The output for each of BERT’s hidden states comes from LayerNorm. I expected the standard deviation of the hidden states to be near 1 because of this normalization. However, when I inspect the hidden states, the values are quite small. Why would this be the case?
inputs = tokenizer("Hello, my dog is cute", return_tensors="pt")
outputs = model(**inputs, output_hidden_states=True)

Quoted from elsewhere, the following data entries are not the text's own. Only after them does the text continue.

PR #3362, opened 2024-12-04
docs: add API overview and describe where to find the APIs

### LINKED ISSUE #3357: Fix (generalize) API links in docs
In some of our docs pages, we making assumptions of where the APIs can be reached which are not necessarily true. For example, [here](https://github.com/loculus-project/loculus/blob/main/docs/src/content/docs/for-users/submit-sequences.md#api), we write that the backend is at `https://backend.<URL of the Loculus website>` but that's not always the base. In our previews, it is at `https://backend-<URL of the Loculus website>` and in GenSpectrum, it is at `https://api.loculus.genspectrum.org/backend/`. We should phrase it more generally.

chaoran-chen:
resolves #3357

Preview: https://docs-docs-api-links.loculus.org

This depends on #3359 which should be merged first.


fhennig (approved):
LGTM!

PR #3376, opened 2024-12-05
chore(deps): Upgrade to astro v5

fhennig:
preview URL: http://astro-v5.loculus.org

### Summary
Using the guide: https://5-0-0-beta.docs.astro.build/en/guides/upgrade-to/v5/

Breaking changes to still check out:
- https://5-0-0-beta.docs.astro.build/en/guides/upgrade-to/v5/#changed-actions-submitted-by-html-forms-no-longer-use-cookie-redirects

### DIFF
--- a/website/package.json
+++ b/website/package.json
@@ -21,9 +21,9 @@
         "e2e:headed": "npx playwright test --headed"
     },
     "dependencies": {
-        "@astrojs/mdx": "^3.1.9",
-        "@astrojs/node": "^8.3.4",
         "@emotion/react": "^11.14.0",
+        "@astrojs/mdx": "^4.0.1",
+        "@astrojs/node": "^9.0.0",
         "@headlessui/react": "^2.2.0",
         "@mui/material": "~5.14.20",
         "@svgr/core": "^8.1.0",
@@ -31,7 +31,7 @@
         "@tanstack/react-query": "^4.36.1",
         "@zodios/core": "^10.9.6",
         "@zodios/react": "^10.4.5",
-        "astro": "^4.16.17",
+        "astro": "^5.0.2",
         "axios": "^1.7.9",
         "change-case": "~5.3.0",
         "chart.js": "^4.4.7",
@@ -55,7 +55,7 @@
     },
     "devDependencies": {
         "@astrojs/check": "^0.9.4",
-        "@astrojs/react": "^3.6.3",
+        "@astrojs/react": "^4.0.0",
         "@astrojs/tailwind": "^5.1.3",
         "@emotion/styled": "^11.14.0",
         "@iconify/json": "^2.2.279",
--- a/website/tsconfig.json
+++ b/website/tsconfig.json
@@ -7,5 +7,6 @@
         "types": ["unplugin-icons/types/react"],
         "allowImportingTsExtensions": true
     },
+    "include": [".astro/types.d.ts", "**/*"],
     "exclude": ["playwright-report", "dist", "node_modules"]
 }
--- a/website/package-lock.json
+++ b/website/package-lock.json
@@ -8,8 +8,8 @@
             "name": "loculus-website",
             "version": "0.0.1",
             "dependencies": {
-                "@astrojs/mdx": "^3.1.9",
-                "@astrojs/node": "^8.3.4",
+                "@astrojs/mdx": "^4.0.1",
+                "@astrojs/node": "^9.0.0",
                 "@emotion/react": "^11.14.0",
                 "@headlessui/react": "^2.2.0",
                 "@mui/material": "~5.14.20",
@@ -18,7 +18,7 @@
                 "@tanstack/react-query": "^4.36.1",
                 "@zodios/core": "^10.9.6",
                 "@zodios/react": "^10.4.5",
-                "astro": "^4.16.17",
+                "astro": "^5.0.2",
                 "axios": "^1.7.9",
                 "change-case": "~5.3.0",
                 "chart.js": "^4.4.7",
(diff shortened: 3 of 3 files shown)


fhennig:
From argocd: 

```
[ERROR] Error: CONFIG_DIR environment variable was not set during build time, is 'undefined'
```

The website pods don't want to come up. Strange.

fhennig:
Alright. So I figured out that I can fix it by prefixing CONFIG_DIR with PUBLIC_, but I don't understand why. The CONFIG_DIR should only be relevant on the server side, not on the client side! 

We could just change the config and then I think it'd be fine.

@corneliusroemer , what do you think?

fhennig:
Re: https://5-0-0-beta.docs.astro.build/en/guides/upgrade-to/v5/#changed-actions-submitted-by-html-forms-no-longer-use-cookie-redirects

I _think_ it isn't relevant for us? But can't really tell.

Besides that I think we'd be good to go!

corneliusroemer:
Nice! Now we're ready for Astro 5 before it is even released!

website/src/config.ts
```diff
@@ -11,7 +11,7 @@ let _config: WebsiteConfig | null = null;
 let _runtimeConfig: RuntimeConfig | null = null;
 
 function getConfigDir(): string {
-    const configDir = import.meta.env.CONFIG_DIR;
+    const configDir = import.meta.env.PUBLIC_CONFIG_DIR;
```
corneliusroemer, line 14: I saw some comment in your PR but could you add a summary of the reasoning behind this change in the main PR message (i.e. top post) - I don't know whether this env variable is used by other parts.

Is there something in the astro changelog?

corneliusroemer (commented):
Oh nice, so Astro 5 is actually out already!

website/src/config.ts
corneliusroemer: Reading more on this, and looking at where we specify `CONFIG_DIR` I'm pretty sure we should not do it this way. Can you revert and try to find an alternative solution that doesn't involve renaming the variable?

One definitely shouldn't rename a variable only partially. And in this case an env variable is part of the public API so that's two reasons not to change.

corneliusroemer (changes requested):
The CONFIG_DIR rename doesn't look like a good idea

website/src/config.ts
fengelniederhammer: We could use `process.env`. We don't need the variable at build time and we know that we're running on node (i.e. `process.env` is available).

fhennig:
I'll try what @fengelniederhammer suggested 👌

fhennig:
Interesting, I still get errors. I think there are code paths in the client that are leading to the config getting accessed? But I _do_ wonder why we didn't have issues with this before?

website/src/config.ts
```diff
@@ -11,7 +12,7 @@ let _config: WebsiteConfig | null = null;
 let _runtimeConfig: RuntimeConfig | null = null;
 
 function getConfigDir(): string {
-    const configDir = import.meta.env.CONFIG_DIR;
+    const configDir = process.env.CONFIG_DIR;
     if (typeof configDir !== 'string' || configDir === '') {
         throw new Error(`CONFIG_DIR environment variable was not set during build time, is '${configDir}'`);
```
fengelniederhammer, line 17: If we use `process` now, the error message is not really correct anymore - the env variable will not be baked into the code at build time anymore but instead actually be read at runtime.

fhennig: Yeah I was just trying out stuff

fhennig:
Ok using dotenv like that won't work.

fhennig:
I think I'll just roll back from the `process` change and then I'll have to debug more thoroughly what's going on with the errors.

fhennig:
Tests pass! Is everything looking good? I'm suspicious, but can't see anything that looks wrong. Maybe @corneliusroemer you want to have a look?

website/tsconfig.json
```diff
@@ -7,5 +7,6 @@
         "types": ["unplugin-icons/types/react"],
         "allowImportingTsExtensions": true
     },
+    "include": [".astro/types.d.ts", "**/*"],
```
chaoran-chen, line 10: Oh, interesting! How did you come up with that? And doesn't `**/*` include `.astro/types.d.ts`?

fengelniederhammer: What's the magic trick here? Does this line make the `meta.env` thing work?

fhennig: I just followed the migration guide 😆 

https://5-0-0-beta.docs.astro.build/en/guides/upgrade-to/v5/#what-should-i-do-13

> What's the magic trick here? Does this line make the meta.env thing work?

No, that line was already there before, when it wasn't working. I honestly don't know anymore what it was. I rebased the branch, cleaned up the history a bit by just getting rid of commits, and then it just worked 🤷 

> And doesn't **/* include .astro/types.d.ts?

It seems like it does, actually! But I got this line from the migration guide, maybe it's just like that for clarity?

chaoran-chen: Ah, if it's from the migration guide, then I think it's good! Maybe `**` doesn't include folders starting with a `. `?

chaoran-chen (approved):
Looks good to me!

website/package.json
```diff
@@ -21,17 +21,17 @@
         "e2e:headed": "npx playwright test --headed"
     },
     "dependencies": {
-        "@astrojs/mdx": "^3.1.9",
-        "@astrojs/node": "^8.3.4",
         "@emotion/react": "^11.14.0",
+        "@astrojs/mdx": "^4.0.1",
```
corneliusroemer, line 25: Now the deps are no longer sorted :)

PR #3380, opened 2024-12-05
feat: earliest release date

### LINKED ISSUE #2894: preprocessing: Add "consensus" release date field (with whatever nomenclature)
Currently on Pathoplexus we default to showing an "NCBI release date" field. This is good because if we used the Pathoplexus release date field all sequences ingested from INSDC would have the same release date which wouldn't be useful. But it's bad because it is undefined for sequences submitted directly to pathoplexus. IMO we should create a consensus field which is the NCBI release date if set (which will generally also be the Pathoplexus release date for items submitted to INSDC after launch) and otherwise the Pathoplexus release date. I'm raising this in Loculus as the code implementation would be here.

fhennig:
resolves #2894 

preview URL: https://earliest-release-date.loculus.org

### Screenshot

image

### PR Checklist


backend/src/main/kotlin/org/loculus/backend/model/ReleasedDataModel.kt
```diff
@@ -93,6 +98,14 @@ open class ReleasedDataModel(
             NullNode.getInstance()
         }
 
+        backendConfig.
+
+        // TODO in here we can calculate the earlierstReleaseDate and add it to the metadata
+        // Settings are pulled from backendConfig
+        // Or maybe we can't do it here, because we can't do it on a line-by-line basis?
+        // is it  sufficient to just take the earliest of 'releasedAtTimestamp' and any other
```
theosanderson, line 106: There's this other element that it's across versions – for version 3 it will be version 1s release date, or the earliest of the external fields, whichever is earliest

fhennig:
is it sufficient to just add a metadata entry for the new field, to get it displayed? (Looking into it)

fhennig:
I've added the field (manually for now) - I think it's required for being able to actually display the value?

fhennig:
The Helm Chart now generates a default, because Jackson can't cope with the field missing AFAIKT

fhennig:
**Status update**: It's working in the preview

Current thoughts:
- I'd really like a test to somehow test and make sure that the "stream is ordered" invariant is upheld
- It'd be nice to have test for the "business logic" of actually finding the earliest date, and maybe cover some edge cases
- How do handle parsing errors? Where is the "validation boundary"?

chaoran-chen:
> - I'd really like a test to somehow test and make sure that the "stream is ordered" invariant is upheld
- It'd be nice to have test for the "business logic" of actually finding the earliest date, and maybe cover some edge cases

Sounds sensible to me!

> - How do handle parsing errors? Where is the "validation boundary". If a date isn't parsed correctly (at the moment) the whole endpoint fails ... probably not good.

Would it be easy to validate the config at the beginning when the server starts to ensure that the earlierst release date fields are all of type date? Or do you refer to something else?

fhennig:
I was just thinking out loud, I have now just added a try/catch block so the endpoint still returns data.

I _think_ you said at some point that there is some validation on the `processedData`?

chaoran-chen:
When the pipeline submits data to the backend, the backend checks the types of the metadata: https://github.com/loculus-project/loculus/blob/main/backend/src/main/kotlin/org/loculus/backend/service/submission/ProcessedSequenceEntryValidator.kt#L223 – is that what you mean?

fhennig:
I didn't think of this:

> Would it be easy to validate the config at the beginning when the server starts to ensure that the earlierst release date fields are all of type date?

But it's a good idea and I did it now.

chaoran-chen (commented):
Thanks a lot, Felix! The code looks great to me! I just have a few small suggestions.

backend/src/main/kotlin/org/loculus/backend/utils/EarliestReleaseDateFinder.kt
```diff
@@ -0,0 +1,56 @@
...
+import kotlinx.datetime.LocalDateTime
+import kotlinx.datetime.LocalTime
+import mu.KotlinLogging
+import org.loculus.backend.service.submission.RawProcessedData
+
+private val log = KotlinLogging.logger { }
+
+/**
+ * Calculate the earliest release date for rows of sequence entries given to it one by one.
+ * Assumes that rows are sorted: all accession entries are given in a block, and with ascending versions.
```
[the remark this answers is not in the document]
fhennig: you mean add asserts in the class? I think it should be fine without adding stuff here, because I specifically added the test for that reason. But I'm also not opposed. Maybe others want to add their opinion?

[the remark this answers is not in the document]
chaoran-chen: Yes, I meant asserting within the class (either only during debug mode or always)

backend/src/test/kotlin/org/loculus/backend/controller/submission/GetReleasedDataEndpointTest.kt
```diff
@@ -343,6 +351,48 @@ class GetReleasedDataEndpointTest(
         assertThat(data[0].metadata, `is`(not(emptyMap())))
     }
 
+    @Test
+    fun `GIVEN multiple accessions with multiple versions THEN results are sorted`() {
```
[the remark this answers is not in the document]
fhennig: Yes, I've added a good comment!

[`b1d94b2` (#3380)](https://github.com/loculus-project/loculus/pull/3380/commits/b1d94b24d74d478efd2abc03a10d6238d63ec01d)

backend/src/main/kotlin/org/loculus/backend/utils/EarliestReleaseDateFinder.kt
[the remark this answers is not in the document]
fhennig: I added an assertion that the versions are incrementing: [`f0258ec` (#3380)](https://github.com/loculus-project/loculus/pull/3380/commits/f0258ec899abbd088dfb0218e2ccf1cd861fc84f)

I think with this and the test pointing to this class, it should be sufficient.

The assertion doesn't check whether all accessions are coming in a block together, but to keep track of that we'd need to track all accessions any ways, at that point we could even ditch the requirement for accessions coming in as chunks 😄 

IMO this is sufficient, so I'm marking this as resolved (also because you weren't sure whether to add anyways). If you think more should be done, feel free to un-resolve!

docs/src/content/docs/reference/helm-chart-config.mdx
```diff
@@ -535,6 +535,27 @@ Each organism object has the following fields:
             <td></td>
             <td>Metadata fields associated with the organism.</td>
         </tr>
+        <tr>
+            <td>`earliestReleaseDate`</td>
+            <td>Object</td>
+            <td></td>
+            <td>Configuration object for enabling and configuring the `earliestReleaseDate` metadata field.</td>
```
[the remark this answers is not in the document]
fhennig: Added [`e51ae77` (#3380)](https://github.com/loculus-project/loculus/pull/3380/commits/e51ae77190899d895e865d0f2c84c38335c89f1b) [`14cba2e` (#3380)](https://github.com/loculus-project/loculus/pull/3380/commits/14cba2ed08a365027051bf25c99af8d0a3836cd7)

(In the long term I think it would be good to have this in a more dedicated [explanation](https://diataxis.fr/explanation/) section -- this is supposed to be only [reference](https://diataxis.fr/reference/) information I think)

backend/src/main/kotlin/org/loculus/backend/utils/EarliestReleaseDateFinder.kt
```diff
@@ -0,0 +1,56 @@
...
+
+        fields.forEach { field ->
+            rawProcessedData.processedData.metadata[field]?.textValue()?.let { dateText ->
+                val date = try {
+                    LocalDateTime(LocalDate.parse(dateText), LocalTime.fromSecondOfDay(0))
+                } catch (e: IllegalArgumentException) {
+                    log.warn {
+                        "Incorrectly formatted date on ${rawProcessedData.accession}." +
+                            "${rawProcessedData.version} on field $field: $dateText"
+                    }
```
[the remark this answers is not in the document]
fhennig: Yeah indeed this should never happen because inputs are already validated (as you pointed out earlier).

> If the latter, I think that we should indicate it more clearly and e.g. encourage the reader to report it.

Where would they report it? Could you maybe give me the message you'd like to see here?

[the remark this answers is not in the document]
chaoran-chen: I'd use at least log level `error` – maybe something even higher.

What about that? "Unexpected error: Incorrectly formatted date on ${rawProcessedData.accession}. ${rawProcessedData.version} on field $field: $dateText – Something is wrong with this instance: it might be a configuration error or a bug of the software. Please feel free to reach out to the developers if you need advise (https://github.com/loculus-project/loculus/issues)"

docs/src/content/docs/reference/helm-chart-config.mdx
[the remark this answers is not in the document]
chaoran-chen: Agreed, having an explanation section would be great! (Feel free to introduce one whenever you like.)

backend/src/main/kotlin/org/loculus/backend/utils/EarliestReleaseDateFinder.kt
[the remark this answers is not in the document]
chaoran-chen: sounds good! thanks!

backend/src/test/kotlin/org/loculus/backend/config/BackendSpringConfigTest.kt
```diff
@@ -0,0 +1,74 @@
...
+    fun `GIVEN an empty config THEN the it is valid`() {
+        val conf = backendConfig(emptyList(), EarliestReleaseDate(false, emptyList()))
+
+        val errors = validateEarliestReleaseDateFields(conf)
+
+        assertTrue(errors.isEmpty())
+    }
+
+    @Test
+    fun `GIVEN a config with two external fields that exist and are of type date THEN it is valid`() {
```
chaoran-chen, line 21: Given that the test class is generally for the backend spring config, I think it's not clear from the name that the "external fields" related to the EarliestReleaseDate

backend/src/test/kotlin/org/loculus/backend/controller/submission/GetReleasedDataEndpointTest.kt
```diff
@@ -343,6 +351,51 @@ class GetReleasedDataEndpointTest(
         assertThat(data[0].metadata, `is`(not(emptyMap())))
     }
 
+    /**
+     * This test ist relevant for EarliestReleaseDateFinder -- It relies on this particular ordering to be returned.
```
chaoran-chen, line 355:
```suggestion
     * This test ist relevant for EarliestReleaseDateFinder which relies on this particular ordering to be returned.
```

Otherwise, one could read it as that the test relies on the particular ordering.

chaoran-chen (approved):
Thanks @fhennig! There are a few minor comments left but otherwise, it looks great and I'll already approve. Feel free to ignore the comments if you like.

fhennig:
Thanks! I'll still incorporate the last few bits, but thanks for approving already!

backend/src/test/kotlin/org/loculus/backend/config/BackendSpringConfigTest.kt
fhennig: good point, fixed here: https://github.com/loculus-project/loculus/pull/3380/commits/f1f5eb49900cdd4412c9ffe0fad9fd7a22f3eaf7

kubernetes/loculus/values.yaml
```diff
@@ -131,6 +135,12 @@ defaultOrganismConfig: &defaultOrganismConfig
             timestamp: ncbiReleaseDate
         noInput: true
         columnWidth: 100
+      - name: earliestReleaseDate
```
corneliusroemer, line 138: This should go into the default metadata part of the helm template as it's a magic value and not something that's calculated by preprocessing

corneliusroemer (commented):
We might want to rename it to dateFirstPublic as earliestReleaseDate is an implementation focused name, it's the earliest across versions and including INSDC, but to end users they just want to know when was this sequence first public.

backend/src/main/kotlin/org/loculus/backend/utils/EarliestReleaseDateFinder.kt
```diff
@@ -0,0 +1,74 @@
...
+/**
+ * Calculate the earliest release date for rows of sequence entries given to it one by one.
+ * Assumes that rows are sorted: all accession entries are given in a block, and with ascending versions.
+ *
+ * The earliest release date of a sequence is the earliest date of:
+ * - the internal release date
+ * - any date from a given list of fields
+ * - the earliest release date from the previous version (if it exists)
+ */
+class EarliestReleaseDateFinder(private val fields: List<String>) {
```
corneliusroemer, line 20: Does this need to be so complicated? 

Earliest release date of Loculus is always the release date of version 1. We can get this at db level in the view.

Then calculating the minimum of that and whatever else comes in from processed data is trivial as it can be done at the single sequence level.

backend/src/main/kotlin/org/loculus/backend/utils/EarliestReleaseDateFinder.kt
```diff
@@ -0,0 +1,74 @@
...
+    private val earliestReleaseDateCache = mutableMapOf<String, LocalDateTime>()
```
corneliusroemer, line 21: Instead of `String` this should probably be `AccessionVersion` for clarity?

backend/src/main/kotlin/org/loculus/backend/model/ReleasedDataModel.kt
```diff
@@ -93,6 +109,8 @@ open class ReleasedDataModel(
             NullNode.getInstance()
         }
 
+        val earliestReleaseDate = earliestReleaseDateFinder?.calculateEarliestReleaseDate(rawProcessedData)
```
corneliusroemer, line 112: It would be more in line with how we compute other same-accession across-version fields to make a db query and follow the pattern for `getLatestVersions` and `getLatestRevocationVersions` as part of `computeVersionStatus` and `computeDataUseTerm` above

Relying on accession/versions to be sorted is a bit brittle and probably quite a few more lines of code as well.

backend/src/main/kotlin/org/loculus/backend/utils/EarliestReleaseDateFinder.kt
fhennig: The specifics of calculating the earliest release date can be changed (like you said) quite easily, and it's all in this class, and there are tests for the class. Not sure what you find complicated about it.

backend/src/main/kotlin/org/loculus/backend/model/ReleasedDataModel.kt
fhennig: the examples you gave don't access JSON fields, so it's not quite the same. Personally I'm not sure whether it's possible to do this with SQL -- now I think it might, but it would definitely be a very complicated query.

I think the way it works now doesn't introduce any problems?

backend/src/main/kotlin/org/loculus/backend/utils/EarliestReleaseDateFinder.kt
fhennig: I think it's clear from context. If the PR would still be open I would be open to change it but I don't think it warrants a new PR.

corneliusroemer:
I don't think this comment was ever addressed, this is blocking in my mind as once set the name will likely stick:
- https://github.com/loculus-project/loculus/pull/3380#pullrequestreview-2496119705

chaoran-chen:
>What's breaking
>To enable earliest release date, one needs to change the values.yaml, see the Pathoplexus PR for example edit: [pathoplexus/pathoplexus#341 (files)](https://github.com/pathoplexus/pathoplexus/pull/341/files)

@corneliusroemer, why is this breaking? Isn't it just a new feature but if an instance doesn't enable it, nothing would change?

corneliusroemer:
Right, I missed that since it didn't quote the text. To keep this PR on topic, I'll take the side discussion to Slack

corneliusroemer:
> @corneliusroemer, why is this breaking? Isn't it just a new feature but if an instance doesn't enable it, nothing would change?

Our convention is that things that usually imply config/code changes for known users (PPX/Genspectrum) should be marked as breaking. I'm happy to call it a different name than breaking. It's not the name that matters but the concept: PPX needs to be able to quickly tell when the config should be changed. Does that make sense?

So I agree that this isn't breaking in the strict sense, but it's something to draw attention to, and the way to draw attention is by adding a `!`.

theosanderson:
> Our convention is that things that usually imply config/code changes for known users (PPX/Genspectrum) should be marked as breaking. I'm happy to call it a different name than breaking. It's not the name that matters but the concept: PPX needs to be able to quickly tell when the config should be changed. Does that make sense?

Yeah I think new features are kind of an edge case where I don't have strong feelings either way. E.g. here is another new feature that won't take effect until we enable it in PP: https://github.com/loculus-project/loculus/pull/3532 but we don't necessarily have to enable it at the point when we merge (though, yes, sometimes it may be useful to do so so we keep track). So I wouldn't object if someone added `!` to this one, but also wouldn't object if it was missed. If it's missed it's probably useful to try to create an issue on PP to add the config in due course.

fhennig:
> Our convention is that things that usually imply config/code changes for known users (PPX/Genspectrum) should be marked as breaking. I'm happy to call it a different name than breaking. It's not the name that matters but the concept: PPX needs to be able to quickly tell when the config should be changed. Does that make sense?

I wasn't aware of this but happy to keep it in mind for the future.

PR #3383, opened 2024-12-05
feat(website): Column order for search table

### LINKED ISSUE #3378: Respect table column order from config in browse page table
The config specifies table columns as an array, but we seem to not respect this when creating the actual table: https://github.com/loculus-project/loculus/blob/5f7ca953b29ca07e3dc923249f8141660c155436/website/src/types/config.ts#L98

It would be nice to be able to customize the order in which we want columns to appear, e.g. clade followed by lineage without interspersed country etc.

For avoidance of doubt, I'm talking about the order of these columns (`Authors`, `Clades` etc):
image

I'm surprised we don't have an issue for this, seems like little work and large impact.

See: https://loculus.slack.com/archives/C05G172HL6L/p1733380853207909?thread_ts=1733339244.515559&cid=C05G172HL6L @emmahodcroft

theosanderson:
resolves #3378

preview URL: https://column-order.loculus.org/

### Summary
Adds an optional index to metadata items that determines their order. Currently this applies only to the search page table columns. We could expand this to e.g. the search fields but this would be a bit more complex, so is considered out of scope for now. The order of fields is `accession, [lower order index], [higher order index], [higher still..], [fields without order index specified]`

### Screenshot
image

### DIFF
--- a/.gitignore
+++ b/.gitignore
@@ -21,3 +21,4 @@ node_modules/
 temp/
 
 .aider*
+.env
--- a/docs/src/content/docs/reference/helm-chart-config.mdx
+++ b/docs/src/content/docs/reference/helm-chart-config.mdx
@@ -650,6 +650,12 @@ Each organism object has the following fields:
             <td>The minimum column width for this field on the search table.</td>
         </tr>
         <tr>
+            <td>`order`</td>
+            <td>Number</td>
+            <td></td>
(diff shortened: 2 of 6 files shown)


theosanderson:
It makes it easier to add intermediate stuff later :)

corneliusroemer:
The smaller the order number the earlier columns appear, and without number a very high number is imputed, correct?

Issue #3382, opened 2024-12-05
Adjust how table expands on narrow screens so download button is visible


theosanderson:
On a narrow screen the search table looks like this:

![image](https://github.com/user-attachments/assets/69bf2fdb-6c9c-4a45-bb21-6b9778933513)

mostly this is ok, horizontal scrolling is acceptable, but the download button should be kept on the screen with no need to scroll to reach it

PR #3385, opened 2024-12-05
fix(website): don't allow search page to expand beyond window width - instead make the table scroll

theosanderson:
resolves https://github.com/loculus-project/loculus/issues/3382

preview URL: https://search-table-2.loculus.org/ebola-sudan/search?

### Summary
Ensures that the download button always stays on the page even when the table is wider than the screen, which doesn't happen at the moment

### DIFF
--- a/.gitignore
+++ b/.gitignore
@@ -21,3 +21,4 @@ node_modules/
 temp/
 
 .aider*
+.env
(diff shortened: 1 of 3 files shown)


anna-parker (approved):
Awesome!

PR #3386, opened 2024-12-05
Search table 3

theosanderson:
See https://github.com/loculus-project/loculus/issues/3387

https://search-table-3.loculus.org/ebola-sudan/search?

### DIFF
--- a/.gitignore
+++ b/.gitignore
@@ -21,3 +21,4 @@ node_modules/
 temp/
 
 .aider*
+.env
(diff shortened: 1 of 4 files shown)


anna-parker:
I just tested this locally by minimizing the window and I don't see a scroll bar at the bottom (horizontal direction) but only on the right side (vertical), could we also add one on the bottom? 

https://github.com/user-attachments/assets/e6ab956c-a9d8-4175-9936-6ad8eae64b2a

theosanderson:
Ah sorry – looks like I failed to push commits or something.

theosanderson:
OK this is now pushed properly - I'm aware that it's totally broken but it just provides a sense

PR #3396, opened 2024-12-06
perf(silo-prepro): speed up by using more efficient jq command

corneliusroemer:
It truned out that `jq -c '.'` was rate limiting and causing significant extra processing time.

New command has been tested for correctness and performance, still validates.

see https://loculus.slack.com/archives/C05G172HL6L/p1733500150097089?thread_ts=1733478069.696049&cid=C05G172HL6L

https://speed-up-silo-prepro.loculus.org


anna-parker (approved):
lgtm

PR #3532, opened 2025-01-15
Make it possible to hide fields from the table

### LINKED ISSUE #3325: feat: Support making a field hidden from the column selection
Initial comment: https://github.com/loculus-project/loculus/pull/3308#discussion_r1865803286

As a maintainer I want to be able to configure metadata fields as 'hidden' in the table column selection, because certain metadata fields do not make sense to be displayed there and would only confuse the user.

This would already be useful to hide the 'Collection date' text field, which we currently hide in a hardcoded way.

fhennig:
resolves #3325 

preview URL: http://column-hiding.loculus.org

### Summary

- Adds a new metadata config setting: `hideInSearchResultsTable` which you can set to hide a column in the Column visibility dialog.

### Screenshot

Nothing to see really.

### PR Checklist

### DIFF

for hidden_state in outputs['hidden_states']:
print(f'Hidden State {hidden_state}')
print(f'Hidden state std: {hidden_state.std(dim=-1)}')
print()
Hidden State tensor([[[ 0.1664, -0.0541, -0.0014, …, -0.0811, 0.0794, 0.0155],
[-0.4229, 0.1071, -0.3010, …, 0.0352, -0.3372, 0.2603],
[ 0.5254, 0.1029, -0.0767, …, -0.6114, -0.2440, 0.2591],
…,
[ 0.2794, 0.0381, -0.0276, …, 0.1147, -0.0178, -0.0976],
[ 0.0204, 0.4912, 0.1750, …, 0.4872, -0.2833, -0.0511],
[ 0.1736, -0.1560, 0.0525, …, 0.3813, 0.1285, 0.1339]]],
grad_fn=NativeLayerNormBackward0
Hidden state std: tensor([[0.2599, 0.3309, 0.2946, 0.3154, 0.3333, 0.3045, 0.3281, 0.2870]],
grad_fn=StdBackward0)
…
The following colab notebook can be used to reproduce the results: BERT hidden state standard deviation - Colaboratory (google.com).